Pugh began performing in 2014. He won new act competitions in both Birmingham Comedy Festival and Nottingham comedy festival in 2015, the Midland new act of the year in both 2014 and 2015, and the English Comedian of the Year in 2016. He has appeared on Mock the Week, Hypothetical, Rosie Jones's Disability Comedy Extravaganza, Question Team, Mel Giedroyc: Unforgivable and Live at the Apollo. As an actor, he appeared on Sneakerhead.

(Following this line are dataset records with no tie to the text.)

PR #770, opened 2026-08-09
Allow forcing a PIC-safe bundled Boost

### LINKED ISSUE #446: mismatch in anaconda version of boost with our cmake build
I was getting some classic conflict problems from library incompatibilities on my local ubuntu machine I use for mspass development.   The problem was coming from a library I had installed via anaconda (matplotlib which is pretty fundamental) so I uninstalled and reinstalled the latest version of anaconda.  

Problem that cause is it breaks local compiles of the cxx code base.   ccmake shows me cmake is looking for boost in the libraries in the anaconda tree.   It apparently did that in the configuration step through the magic it uses for finding such packages.   Anyway, when I compile the cxx parts of mspass I'm getting this fatal error from the build process:
```
  ...
[ 75%] Linking CXX shared module io.cpython-311-x86_64-linux-gnu.so
/usr/bin/ld: ../../src/lib/libmspass.a(fileio.cc.o): relocation R_X86_64_PC32 against undefined hidden symbol `_ZTCN5boost10wrapexceptINS_12bad_any_castEEE0_NS_16exception_detail10clone_implINS3_19error_info_injectorIS1_EEEE' can not be used when making a shared object
/usr/bin/ld: final link failed: bad value
collect2: error: ld returned 1 exit status
```
A google search quickly shows this error is linked to a library being used in the link process that was not linked with the magic linux flag -fKpic.  From the error I appears to be from boost.  I've seen a problem before in boost with a problem mixing up static and dynamic libraries.  It looks to me like anaconda's build has that issue.   

I am recording this for the record.  I think the only solution is to build a local copy of boost manually and make sure the static libraries are not mixed up with or compiled with -fKpic.  I remember going into this dark alley a while back so I'm pretty sure I can solve it that way.  Alternatively, is there a way to set up cmake to force it to download and build boost?

wangyinz:
## Summary

- add a default-off `MSPASS_FORCE_BUNDLED_BOOST` CMake option that bypasses Conda/system Boost discovery
- after building the pinned Boost 1.86 dependency, clear stale Boost cache entries (including CMake 3.11's `Boost_LIBRARY_DIR`) and restrict the final lookup to the bundled install prefix
- prevent mixed Boost headers/libraries from separate prefixes
- document a CMake 3.11-compatible `cmake` and `ccmake` workflow for source builds

The bundled Boost path already builds static Boost.Serialization with `-fPIC`. This change gives developers an explicit escape hatch when an installed static Boost is incompatible with the Python extension link.

## Verification

- adversarial forced configure with both a different complete Boost 1.86 prefix and an explicit external `Boost_LIBRARY_DIR` still resolved headers, library directories, and `libboost_serialization.a` exclusively from the bundled build
- full forced C++ build completed successfully, including all Python extension link steps
- CTest: 11/11 passed
- default-off configure continued to select the compatible installed Boost
- Sphinx HTML build completed with exit code 0 (only existing offline intersphinx warnings)
- `git diff --check` passed

Fixes #446

### DIFF
--- a/cxx/CMakeLists.txt
+++ b/cxx/CMakeLists.txt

Pugh has written for several shows, including 8 Out of 10 Cats Does Countdown, Never Mind The Buzzcocks, Newsjack and The Now Show. Pugh was part of the Channel 4 presentation team for the 2024 Paralympic Games. He hosts a podcast, Josh And Phil's Knowledge Club, with Phil Pagett. In 2025, Pugh appeared as Mark in the fourth episode of How Are You? It's Alan (Partridge).

== Filmography ==

=== Film ===

| Year | Title | Role | Notes | Ref. |
|---|---|---|---|---|
| 2026 | Finding Emily | Piccadilly Records Manager |  |  |

=== Television ===

| Year | Title | Role | Notes | Ref. |
| 2023 | The Power of Parker | Lee |  |  |
| 2024 | 2024 Summer Paralympics | Presenter |  |  |
| 2025 | Mitchell and Webb Are Not Helping | Andy |  |  |
| How Are You? It's Alan (Partridge) | Mark |  |  |

==Personal life==
Pugh is partially sighted and has played for England's Partially Sighted football team between 2012 and 2022. He lives in Atherstone with his wife; they had a child in December 2021 via IVF. In 2024, he was invited to start the annual Shrove Tuesday Atherstone Ball Game, held on 13 February of that year, by throwing the ball into the crowd in the town's Long Street.